━━ Task data

PR #1000, opened 2019-09-13
Replace @shopify/javascript-utilities/dates with @shopify/dates

rexmac:
### Changed

- Replaced `@shopify/javascript-utilities/dates` functions with those from `@shopify/dates`.
- Removed `@shopify/javascript-utilities/dates` dependency.

### Fixed

- Fixed translation of weekday in `humanizeDate` for dates less than one week old.

## Type of change

- [x] @shopify/react-i18n Patch: Bug/ Documentation fix (non-breaking change which fixes an issue or adds documentation)

## Checklist

### DIFF
--- a/packages/react-i18n/src/i18n.ts
+++ b/packages/react-i18n/src/i18n.ts
@@ -1,5 +1,4 @@
 import {
-  getDateDiff,
   isLessThanOneHourAgo,
   isLessThanOneMinuteAgo,
   isLessThanOneWeekAgo,
@@ -7,9 +6,7 @@ import {
   isToday,
   isYesterday,
   TimeUnit,
-  Weekdays,
-} from '@shopify/javascript-utilities/dates';
-import {applyTimeZoneOffset} from '@shopify/dates';
+} from '@shopify/dates';
 import {memoize as memoizeFn} from '@shopify/function-enhancers';
 import {memoize} from '@shopify/decorators';
 import {languageFromLocale, regionFromLocale} from '@shopify/i18n';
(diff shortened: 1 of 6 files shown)


packages/react-i18n/src/test/i18n.test.ts
```diff
@@ -1114,7 +1114,7 @@ describe('I18n', () => {
           'humanize.weekday',
           {
             pseudotranslate: false,
-            replacements: {day: 'Friday', time: '11:00 a.m.'},
+            replacements: {day: 'Saturday', time: '11:00 a.m.'},
```
michenly: I dont quite understand what this is fixing, do you have an original issue that I can take a look?

rexmac: Reverting a prior fix: https://github.com/Shopify/quilt/pull/916#pullrequestreview-285701811, which changed it to "Friday" as for some reason that was needed to get the test to pass in that PR, but prior to that it was "Saturday" (and _it should be_ "Saturday") as that is the correct weekday for 2012-12-15T00:00:00-00:00 GMT in Sydney, Australia.

packages/react-i18n/src/i18n.ts
```diff
@@ -453,15 +449,12 @@ export class I18n {
...
-      const localTimeZone = Intl.DateTimeFormat().resolvedOptions().timeZone;
-
-      const dateInTimeZone =
-        timeZone === undefined
-          ? date
-          : applyTimeZoneOffset(date, timeZone, localTimeZone);
-
+      const weekday = this.formatDate(date, {
+        ...options,
+        weekday: 'long',
```
kyledurand: Nice, didn't know this was a thing 👍

Issue #971, opened 2019-09-06
[react-i18n] Add support for ordinals


rexmac:
## Overview

Add support for ordinals to `react-i18n`'s `translate` function.

[Inlt.PluralRules](https://developer.mozilla.org/en-US/docs/Web/JavaScript/Reference/Global_Objects/PluralRules#Using_options) supports a `{type: 'ordinal'}` option as a second parameter:

```js
var pr = new Intl.PluralRules('en-US', { type: 'ordinal' });

pr.select(0);
// → 'other'
pr.select(1);
// → 'one'
pr.select(2);
// → 'two'
pr.select(3);
// → 'few'
pr.select(4);
// → 'other'
pr.select(42);
// → 'two'
```

## Type

- [ ] New feature
- [x] Changes to existing features

## Motivation

> What inspired this feature request? What problems were you facing,
> or what else makes you think this should be in `quilt`?

Web needs the ability to translate ordinal strings for display in the UI. 

## Proposed usage

```js
// Assuming a dictionary like:
{
  "MyComponent": {
    "searchResult": {
      "one": "{count}st widget found",
      "two": "{count}nd widget found",
      "few": "{count}rd widget found",
      "other": "{count}th widget found"
    }
  }
}

i18n.translate('MyComponent.searchResult', {count: searchResults, ordinal: true});
```

Or perhaps `ordinal` is used rather than `count`?

```js
i18n.translate('MyComponent.searchResult', {ordinal: searchResults});
```

Or perhaps `ordinal` is an option?

```js
i18n.translate('MyComponent.searchResult', {ordinal: true}, {count: searchResults});
```

---

## Checklist

- [x] Please delete the labels section before submitting your issue
- [x] I have described this issue in a way that is actionable (if possible)

PR #1003, opened 2019-09-16
Add `i18n.ordinal()` method to `@shopify/react-i18n`

rexmac:
## Description

Fixes https://github.com/Shopify/quilt/issues/971.

Adds `I18n#ordinal(number)` method for translating integers into ordinals, e.g., 1st, 2nd, 3rd, etc.

Uses the [`{type: 'ordinal'}` option of Intl.PluralRules](https://developer.mozilla.org/en-US/docs/Web/JavaScript/Reference/Global_Objects/PluralRules#Using_options).

Given that ordinals are not context-specific (confirmed with #intl-services), they only need to be translated once and therefore translations are intended to be stored at the root level, e.g., `app/locales/en.json` in web, with keys of "one", "two", "few", and "other" under an "ordinal" key:

```json
{
  "ordinal": {
    "one": "{number}st",
    "two": "{number}nd",
    "few": "{number}rd",
    "other": "{number}th",
  }
}
```

### Example usage

Given the above "ordinal" translation entry and the following:

```json
{
  "myKey": "This was their {ordinal} visit."
}
```

The `ordinal` method can be combined with `translate` to include ordinal numbers in translated strings:

```js
const ordinal = i18n.ordinal(42);
// ordinal => "42nd"
const text = i18n.translate('myKey', {ordinal});
// text => "This was their 42nd visit."
```

## Type of change

## Checklist

### DIFF
--- a/packages/react-i18n/src/i18n.ts
+++ b/packages/react-i18n/src/i18n.ts
@@ -316,6 +316,14 @@ export class I18n {
     }).format(date);
   }
 
+  ordinal(amount: number) {
+    const {locale} = this;
+    const group = new Intl.PluralRules(locale, {type: 'ordinal'}).select(
+      amount,
+    );
+    return this.translate(group, {scope: 'ordinal'}, {amount});
+  }
+
   weekStartDay(argCountry?: I18n['defaultCountry']): Weekday {
     const country = argCountry || this.defaultCountry;
 
--- a/packages/react-i18n/src/i18n.ts
+++ b/packages/react-i18n/src/i18n.ts
@@ -78,6 +78,7 @@ export class I18n {
   readonly defaultTimezone?: string;
   readonly onError: NonNullable<I18nDetails['onError']>;
   readonly loading: boolean;
+  readonly ordinalPluralRules: Intl.PluralRules;
 
   get language() {
     return languageFromLocale(this.locale);
@@ -127,6 +128,7 @@ export class I18n {
     this.pseudolocalize = pseudolocalize;
     this.onError = onError || defaultOnError;
     this.loading = loading || false;
+    this.ordinalPluralRules = new Intl.PluralRules(locale, {type: 'ordinal'});
   }
 
   translate(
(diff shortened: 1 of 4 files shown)


packages/react-i18n/src/test/i18n.test.ts
```diff
@@ -229,6 +229,61 @@ describe('I18n', () => {
     });
   });
 
+  describe('#ordinal()', () => {
+    it('calls translate() utility wth ordinal scope and replacement amount', () => {
```
michaelmelanson:
```suggestion
    it('calls translate() utility with ordinal scope and replacement amount', () => {
```

packages/react-i18n/src/test/i18n.test.ts
```diff
@@ -229,6 +229,61 @@ describe('I18n', () => {
...
+      i18n.ordinal(42);
+      expect(translate).toHaveBeenCalledWith(
+        'two',
+        {scope: 'ordinal', replacements: {amount: 42}, pseudotranslate: false},
+        defaultTranslations,
+        i18n.locale,
+      );
+    });
+  });
+
```
michaelmelanson: Should there also be a test that it returns the expected values in each case, not just the interaction with `translate()`? There's nothing here that tests that it actually uses the value it gets back from `translate()`.

rexmac: Can't. [`translate()` is mocked](https://github.com/Shopify/quilt/blob/c38f6f7d4a9856a6a7880423362d92fc53b254b2/packages/react-i18n/src/test/i18n.test.ts#L12) so it just returns `undefined` unless we force a return value using `translate. mockReturnValue(....)`, but I don't see any value in that for these tests.

packages/react-i18n/src/i18n.ts
```diff
@@ -316,6 +316,14 @@ export class I18n {
     }).format(date);
   }
 
+  ordinal(amount: number) {
+    const {locale} = this;
+    const group = new Intl.PluralRules(locale, {type: 'ordinal'}).select(
```
tleunen: I'd create the object in the constructor to avoid creating it on every call.

rexmac: Ooh, great point!

rexmac: Done! 🎉

PR #1006, opened 2019-09-17
Copy templates to `dist` in `react-server-webpack-plugin`

cartogram:
## Description
Because the templates for generating the virtual entry point modules are never actually being imported/ used within this package, they never ended up in the `dist` folder during the build step. When using the package, an error that `no such file or directory....@shopify/react-server-webpack-plugin/dist/templates/client.ts' exists` occurs.

This PR solves the issues by ~~manually copying the files to the `dist` directory in script that runs after the build step~~ removing them from the `exclude` property of the tsconfig and using `@ts-ignore` comments to suppress TS errors.

- [X] `react-server-webpack-plugin` Patch: Bug/ Documentation fix (non-breaking change which fixes an issue or adds documentation)

## Checklist

cc @kirbyfike 

Fixes https://github.com/Shopify/quilt/issues/1009


packages/react-server-webpack-plugin/package.json
```diff
@@ -7,7 +7,8 @@
   "types": "dist/index.d.ts",
   "sideEffects": false,
   "scripts": {
-    "build": "tsc --p tsconfig.build.json",
+    "build": "tsc --p tsconfig.build.json && yarn run copy-templates",
```
ismail-syed: This feels a bit hacky to me and won't scale well when we migrate to TypeScript project references (see https://github.com/Shopify/quilt/pull/962). Instead, I think we should tweak our configs a bit.

* Add `"./src/templates/*"` to the `tsconfig.json#include`
* Remove `"**/*/templates/**/*""` from the `tsconfig.json#exclude`
* Add `// @ts-ignore` to where the build fails since these are template files. If we could opt the whole file out of typechecking that would be better imo.

TheMallen: I think this plan makes sense

cartogram:
@ismail-syed thanks! I just didn't need the include, seems like it works without it.

PR #1007, opened 2019-09-18
Handle invalid error path for submission errors in react-form

aishad:
## Description

Passing invalid error path on form submission was causing a JS error trace :

image

Issue found here: (https://github.com/Shopify/store/issues/9108)

In react-form, when propagating remote errors to its matching field,  it is possible that the return value of `get` can be `undefined` [here](https://github.com/Shopify/quilt/blob/27862acdc3b13f02dd1e0b4f2245e325955d9d6b/packages/react-form/src/utilities.ts#L61).  If an invalid field is passed, this causes `isField(undefined)` to throw an error:  

**Fix**
If `get` is undefined, we ignore the invalid field path when propagating through submission errors. Errors will still be returned to the component, but they will not be mapped to a specific field. 

## Type of change

## Checklist

### DIFF
--- a/packages/react-form/src/hooks/test/form.test.tsx
+++ b/packages/react-form/src/hooks/test/form.test.tsx
@@ -262,6 +262,37 @@ describe('useForm', () => {
       });
     });
 
+    it('ignores invalid field path when propagating remote submission errors', async () => {
+      const errors = [
+        {
+          field: ['invalid'],
+          message: 'The server hates your price',
+        },
+      ];
+
+      const promise = Promise.resolve(submitFail(errors));
+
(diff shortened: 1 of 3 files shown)


packages/react-form/src/hooks/test/form.test.tsx
```diff
@@ -262,6 +262,37 @@ describe('useForm', () => {
       });
     });
 
+    it('ignores invalid field path when propagating remote submission errors', async () => {
+      const errors = [
+        {
+          field: ['invalid'],
+          message: 'The server hates your price',
```
TheMallen: :(

Issue #1009, opened 2019-09-18
[react-server-webpack-plugin] missing templates


macdonaldr93:
## Overview

When creating a new app from scratch, the webpack tooling expects to be able to find the templates to start the server and client.

```
$ sewing-kit dev
{ Error: ENOENT: no such file or directory, open '/Users/ryanmacdonald/src/github.com/Shopify/sandbox/node_modules/@shopify/react-server-webpack-plugin/dist/templates/client.ts'
    at Object.openSync (fs.js:443:3)
    at Object.readFileSync (fs.js:343:35)
    at clientSource (/Users/ryanmacdonald/src/github.com/Shopify/sandbox/node_modules/@shopify/react-server-webpack-plugin/dist/react-server-webpack-plugin.js:69:29)
    at ReactServerPlugin.modules (/Users/ryanmacdonald/src/github.com/Shopify/sandbox/node_modules/@shopify/react-server-webpack-plugin/dist/react-server-webpack-plugin.js:40:29)
    at ReactServerPlugin.apply (/Users/ryanmacdonald/src/github.com/Shopify/sandbox/node_modules/@shopify/react-server-webpack-plugin/dist/react-server-webpack-plugin.js:31:28)
    at Object.webpack (/Users/ryanmacdonald/src/github.com/Shopify/sandbox/node_modules/@shopify/sewing-kit/node_modules/webpack/lib/webpack.js:47:13)
    at Client.<anonymous> (/Users/ryanmacdonald/src/github.com/Shopify/sandbox/node_modules/@shopify/sewing-kit/dist/src/tools/webpack/dev/client.js:45:47)
    at Generator.next (<anonymous>)
    at fulfilled (/Users/ryanmacdonald/src/github.com/Shopify/sandbox/node_modules/@shopify/sewing-kit/dist/src/tools/webpack/dev/client.js:4:58)
  errno: -2,
  syscall: 'open',
  code: 'ENOENT',
  path:
   '/Users/ryanmacdonald/src/github.com/Shopify/sandbox/node_modules/@shopify/react-server-webpack-plugin/dist/templates/client.ts' }
error Command failed with exit code 1.
info Visit https://yarnpkg.com/en/docs/cli/run for documentation about this command.
```

## Checklist

- [x] Please delete the labels section before submitting your issue
- [x] I have described this issue in a way that is actionable (if possible)

PR #1010, opened 2019-09-18
WIP [react-server-webpack-plugin] include templates in build

macdonaldr93:
## Description

Fixes https://github.com/Shopify/quilt/issues/1009

When including this package from npm, it's missing the template files. It looks like we were ignoring the templates in the build step. After including the templates again, I can see that the files are available in the `build` folder.

## Type of change

- [x] react-server-webpack-plugin Patch: Bug/ Documentation fix (non-breaking change which fixes an issue or adds documentation)

## Checklist


macdonaldr93:
This doesn't actually work yet because of type issues but I think this is the fix

macdonaldr93:
Duplicate https://github.com/Shopify/quilt/pull/1006

Issue #856, opened 2019-08-15
Re-work react-server tests (Does it add all the things like an update-able title, etc...)


TheMallen:
The tests is `react-server` are not exactly our style and also do not cover most of what the server does.

Are we able to write a test that actually proves that everything is working together instead of just "it created the markup we were expecting".

PR #1014, opened 2019-09-18
Better server tests

cartogram:
## Description

This PR is my initial stab at https://github.com/Shopify/quilt/issues/856. The issue is a little vague so I'm just trying to hammer out a general approach.

~~The idea is that we want to test that the App component tree that users will pass into `createServer` can actually do the things we say it can. To accomplish this I've created a `mountAppWithServer` utility for mounting an App component on a random port and returning a response object that can be used in the assertions. The utility keeps track of the mounted servers in an internal array and provides a `stopServers` function to kill them all.~~

**EDIT: Sept 19th**
The idea is to have a class that does our setup (in a `mount` function) and takes in a function that will start our server. We can then call `request` and get back the returned response `text` for our assertions. The class will also expose a `unmountAll()` to kill all the servers.

In the tests themselves, I am calling some primitive hook in the App component tree that would not work if the provider did not exist in the `createServer` markup.

### DIFF
--- a/packages/react-server/src/server/test/server.test.tsx
+++ b/packages/react-server/src/server/test/server.test.tsx
@@ -1,9 +1,11 @@
-import {Server} from 'http';
 import React from 'react';
-import request from 'supertest';
-import getPort from 'get-port';
-import {createServer} from '../server';
-import {mockMiddleware} from '../../test/utilities';
+import {useTitle} from '@shopify/react-html';
+import {useAcceptLanguage} from '@shopify/react-network';
+import {
+  mockMiddleware,
+  stopServers,
+  mountAppWithServer,
+} from '../../test/utilities';
 
 jest.mock('@shopify/sewing-kit-koa', () => ({
   middleware: jest.fn(() => mockMiddleware),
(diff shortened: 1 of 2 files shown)


packages/react-server/src/server/test/server.test.tsx
```diff
@@ -16,37 +18,36 @@ jest.mock('@shopify/sewing-kit-koa', () => ({
...
+
+    const response = await mountAppWithServer(<MockApp />);
 
     expect(response.text).toBe(
       `<!DOCTYPE html><html lang="en"><head><meta charSet="utf-8"/><meta http-equiv="X-UA-Compatible" content="IE=edge"/><meta name="referrer" content="never"/></head><body><div id="app"><div>markup</div></div></body></html>`,
     );
   });
+
+  it('supports updatable meta components', async () => {
+    const myTitle = 'Shopify Mock App';
```
TheMallen: These tests are really nice *except* that they kind of obscure what we're actually testing. It might seem puritanical, but I think it's important to have the unit under test itself called directly in the test.

I've been thinking about how to do these node end-to-endy tests nicer and I think what we really want is something more like:

```
const rack = new TestRack();

beforeEach(() => {
  rack.unmountAll()
})

it('supports updatable meta components', async () => {
  const wrapper = rack.mount((port) => 
    createServer({port, render: () => <SomeJSX />})
  ) 

  const {text} = await wrapper.request('/').response()
  expect(response).toContainText('<title>whatever</title>')
```

where `TestRack` looks something like

```
interface TestRack {
  mount((port: number, ip: string) => Server): TestServer
  unmountAll(): void
}

interface ServerWrapper {
  request(fetchOptions?: FetchOptions):  Response
}
```

It's possible that `ServerWrapper` just wants to be a supertest(server), or a custom extended version of it, but I think the above is nice enough for now.

packages/react-server/src/test/utilities.ts
```diff
@@ -1,5 +1,43 @@
...
+
+  const server = await createServer({
+    port,
+    ip,
+    render: () => app,
+  });
+
+  servers.push(server);
+
+  return request(url)
```
TheMallen: it's really weird to pull in supertest but then not expose it's API at all, we could just use `fetch` or something if we were going to work purely with a response object.

cartogram: yeah true 👍

cartogram: I don't have a reason currently to use supertest, so going to remove it. We can add it if/when it's needed down the road.

cartogram:
@TheMallen Thanks for the feedback, think I've got something closer to what you were thinking now.

packages/react-server/src/test/utilities.ts
```diff
@@ -1,6 +1,37 @@
+import {Server} from 'http';
 import {Context} from 'koa';
+import getPort from 'get-port';
+
 import {KoaNextFunction} from '../types';
 
+export class TestRack {
```
TheMallen: We could actually use this to do e2e style tests for all our node server related libraries. We don't need to pull it out into a package now necessarily but it's worth keeping in mind.

packages/react-server/src/test/utilities.ts
```diff
@@ -1,6 +1,37 @@
...
+  async mount(mountFunction: ({port: number, ip: string}) => Server) {
+    const port = await getPort();
+    const ip = 'http://localhost';
+    const server = mountFunction({port, ip});
+
+    this.servers.push(server);
+
+    return {
+      request: async () => {
+        const text = await fetch(`${ip}:${port}`).then(response =>
```
TheMallen: the one thing here is I'd maybe just return the whole response since I think it's unlikely all tests universally care about the text.

PR #1005, opened 2019-09-17
[Proof of concept] SSR GraphQL operations tracking

ismail-syed:
## Description

Fixes (issue #)

## Type of change

- [ ]  Patch: Bug/ Documentation fix (non-breaking change which fixes an issue or adds documentation)
- [ ]  Minor: New feature (non-breaking change which adds functionality)
- [ ]  Major: Breaking change (fix or feature that would cause existing functionality to not work as expected)

## Checklist

- [ ] I have added a changelog entry, prefixed by the type of change noted above

PR #1018, opened 2019-09-19
Add support for GraphQL operations tracking on server-side renders

ismail-syed:
## Description

Related to `Add Performance Metrics`

I tried to split this PR up into separate PRs but that seemed to be more trouble than good.
- Its easier to grok this solution in one diff than 4
- It's hard to teach Lerna about different lib changes without them in the branch. 

This PR adds GraphQL metric support in `@shopify/react-server` by introducing new features into our pre-existing libraries.  

### `@shopify/react-graphql`

This is where the core of the solution comes from. I'm adding a `createOperationDetailsLink` Apollo link to expose GraphQL operation details. Also adding a `totalGraphQLTime` utiltiy to determine the duration of those GraphQL operations. 

### `@shopify/react-network`

We need to eventually share the provided GraphQL operations from `createOperationDetailsLink` to our koa state so we can metric, yo. I've introduced `serverState` into the `NetworkManger` to enable this and updated `applyToContext` to add it to the koa context. 

### `@shopify/react-graphql-universal-provider`

- Update our API to create the `ApolloClient` instead of letting consumers create it. (Context: https://github.com/apollographql/apollo-client/issues/5347)
-  Add `createOperationDetailsLink` from `react-graphql` to `ApolloClient` and use it to track GraphQL operations using the NetworkManager. The use `NetworkManger`'s `serverState` APIs to store these operations in koa state.  

### `@shopify/react-server`

- Use the `@shopify/react-network` changes to get the GraphQL operations stored from the server-side render. Throw them into the GraphQL timing utilities added in `@shopify/react-graphql` to get the graphql operation durations. Then send them off in the response header

## 🎩 

* In `gems/quilt_rails/lib/quilt_rails/react_renderable.rb` make some changes so we can see the headers get sent
  * Change the `_response` to response in the `reverse_proxy` block
  * Add `puts "************* Headers: #{response.to_hash.inspect}"` in the block
* Check out the `poc-graphql-server-operations-2` branch in `web-rails-proving-ground` and run the app
* Hit a full page reload on `/customers` so we get an SSR page.   
     * Verify that the logs prepended with `************* Headers:  ` contains metrics for `graphql_time` and `react-rendering`

## Checklist


packages/react-graphql/package.json
```diff
@@ -36,6 +37,7 @@
     "react-apollo": ">=2.2.3 <3.0.0"
   },
   "devDependencies": {
+    "@shopify/apollo-link-test-utilities": "^0.0.1-beta.1",
```
ismail-syed: Did a quick ship to unblock myself, https://github.com/Shopify/quilt/pull/1019

packages/react-graphql-universal-provider/CHANGELOG.md
```diff
@@ -7,6 +7,10 @@ and adheres to [Semantic Versioning](http://semver.org/spec/v2.0.0.html).
 
 ## [Unreleased]
 
+## 2.0.0 - 2019-09-13
+- 🛑Breaking change: `GraphQLUniversalProvider` expects a `createClientOptions` and will create ApolloClient using the options provided [#1018](https://github.com/Shopify/quilt/pull/1018)
```
ismail-syed: Update the readme docs to reflect this

packages/react-graphql-universal-provider/src/test/GraphQLUniversalProvider.test.tsx
```diff
@@ -29,55 +29,27 @@ jest.mock('@shopify/react-graphql', () => {
...
-      <GraphQLUniversalProvider createClient={() => client} />,
+      <GraphQLUniversalProvider createClientOptions={() => clientOptions} />,
     );
 
     expect(graphQL).toContainReactComponent(ApolloProvider, {
       client: expect.any(ApolloClient),
     });
   });
 
-  it('serializes the apollo apollo cache and re-uses it to hydrate the cache', async () => {
```
ismail-syed: This test called `client.extract()` manually which is no longer accessible. Is there any other way we can test this functionality still?

packages/react-graphql-universal-provider/src/GraphQLUniversalProvider.tsx
```diff
@@ -1,33 +1,64 @@
...
+  createSsrExtractableLink,
+  createOperationDetailsLink,
+  GraphQLOperationDetails,
+} from '@shopify/react-graphql';
 import {useLazyRef} from '@shopify/react-hooks';
 import {createApolloBridge} from '@shopify/react-effect-apollo';
+import {useNetworkManager} from '@shopify/react-network';
+
+export type GraphQLClientOptions = ApolloClientOptions<any>;
+export const GRAPHQL_OPERATIONS = Symbol('graphQLOperations');
```
ismail-syed: I considered having this in `@shopify/react-graphql` at one point. I ended up leaving it here since `GraphQLUniversalProvider` does the _handshaking_ between the `@shopify/react-graphql` & `@shopify/react-network`.

packages/react-graphql/src/links/operations-details-link.ts
```diff
@@ -0,0 +1,84 @@
...
+  end: number;
+  success: boolean;
+  errors?: {message: string; path?: string}[];
+  url?: string;
+  status?: number;
+  requestId?: string;
+}
+
+export interface Options {
+  requestIdHeader?: string;
```
ismail-syed: In web we used some custom header. Exposing this so the consumer can decide what request Id header they want to use.

ismail-syed: Actually, this header is simply `X-Request-ID`, should we just provide this header instead?

packages/react-graphql-universal-provider/src/test/GraphQLUniversalProvider.test.tsx
ismail-syed: cc/ @michenly

TheMallen: couldn't we do it the same way that `react-server` does? ie using `extract` from `react-effect/server`?

michenly: maybe we can try to get `client` from `ApolloProvider`'s prop for extraction?

packages/react-graphql-universal-provider/src/GraphQLUniversalProvider.tsx
```diff
@@ -1,33 +1,64 @@
...
-    const client = createClient();
-    client.link = link.concat(client.link);
+
+    if (clientOptions.link) {
+      clientOptions.link = link
+        .concat(
+          createOperationDetailsLink({
+            onOperation(operation) {
+              if (network) {
+                const newServerState = addOperationToServerState(
```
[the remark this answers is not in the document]
michenly: after which I wonder if we can use `useNetworkEffect` instead of `useNetworkManager`?
and if that is possible, maybe we can have `useGraphqlOperation` in `react-network` to encapsulate the network related things.

packages/react-graphql-universal-provider/src/GraphQLUniversalProvider.tsx
```diff
@@ -1,33 +1,64 @@
...
 import {createApolloBridge} from '@shopify/react-effect-apollo';
+import {useNetworkManager} from '@shopify/react-network';
+
+export type GraphQLClientOptions = ApolloClientOptions<any>;
+export const GRAPHQL_OPERATIONS = Symbol('graphQLOperations');
 
 interface Props {
   children?: React.ReactNode;
-  createClient(): import('apollo-client').ApolloClient<any>;
+  createClientOptions(): ApolloClientOptions<any>;
```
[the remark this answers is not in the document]
ismail-syed: It's to allow users to pass in functions to customize the returned options - [context](https://github.com/Shopify/quilt/pull/1005#discussion_r325369735).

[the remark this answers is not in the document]
michenly: > for the same reasons the previous api was createClient(): ApolloClient not client: ApolloClient.

😬 I dont know if I entirely understand why. I can only guess it is because of link or resolvers? Everything else seems pretty static.

packages/react-graphql-universal-provider/src/GraphQLUniversalProvider.tsx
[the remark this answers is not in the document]
ismail-syed: >  maybe we can have useGraphqlOperation in

In the end, we need to be able to use these graphql operations in a koa middleware. We can't call `useGraphqlOperation` in the koa middleware. Unless there's a pattern here that I'm not thinking of.

packages/react-graphql-universal-provider/src/test/GraphQLUniversalProvider.test.tsx
ismail-syed: Michelle's suggestion worked. Pulled client from the `ApolloProvider`'s props.

packages/react-graphql/src/links/operations-details-link.ts
ismail-syed: Added `Header.RequestId` to `@shopify/network` and consumed it here

packages/react-graphql-universal-provider/src/GraphQLUniversalProvider.tsx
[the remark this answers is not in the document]
michenly: no, hook have to be use in a react component. Can you remind me why this is have to be use in koa middleware and not in the App code?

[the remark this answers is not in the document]
ismail-syed: > why this is have to be use in koa middleware

Because we need to send off the [metrics](https://github.com/Shopify/quilt/pull/1018/files#diff-167e62803c79a1e1b024bbead47ca47bR36-R40) in  the [response header](https://github.com/Shopify/quilt/pull/1018/files#diff-167e62803c79a1e1b024bbead47ca47bR42-R43) to the rails server.

packages/react-graphql-universal-provider/src/GraphQLUniversalProvider.tsx
```diff
@@ -1,33 +1,64 @@
...
+    const clientOptions = createClientOptions();
     const link = createSsrExtractableLink();
-    const client = createClient();
-    client.link = link.concat(client.link);
+
+    if (clientOptions.link) {
+      clientOptions.link = link
+        .concat(
+          createOperationDetailsLink({
+            onOperation(operation) {
```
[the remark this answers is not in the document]
ismail-syed: There's not much implementation here to export. We're just appending operations to network state here. Consumers with multiple graphql endpoints doing custom things can call  `createOperationDetailsLink` themselves with their own `onOperation` callback.

packages/react-graphql-universal-provider/src/GraphQLUniversalProvider.tsx
```diff
@@ -1,33 +1,64 @@
...
 interface Props {
   children?: React.ReactNode;
-  createClient(): import('apollo-client').ApolloClient<any>;
+  createClientOptions(): ApolloClientOptions<any>;
 }
 
-export function GraphQLUniversalProvider({children, createClient}: Props) {
+export function GraphQLUniversalProvider({
+  children,
+  createClientOptions,
```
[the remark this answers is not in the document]
ismail-syed: Updated docs

ismail-syed:
I'm going to close this for now. As Chris mentioned, there's still a fair amount of work required to Add performance metrics properly to our _quilt framework_. Extracting more performance-related libraries out of web, better collection mechanics from the app, and better patterns to interact with rails to name a few.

━━━━

### Required work:
From the data above, copy out every line with the string "await" in it.

### Written response:
+    const response = await mountAppWithServer(<MockApp />);
  const {text} = await wrapper.request('/').response()
+  const server = await createServer({
+    const port = await getPort();
+        const text = await fetch(`${ip}:${port}`).then(response =>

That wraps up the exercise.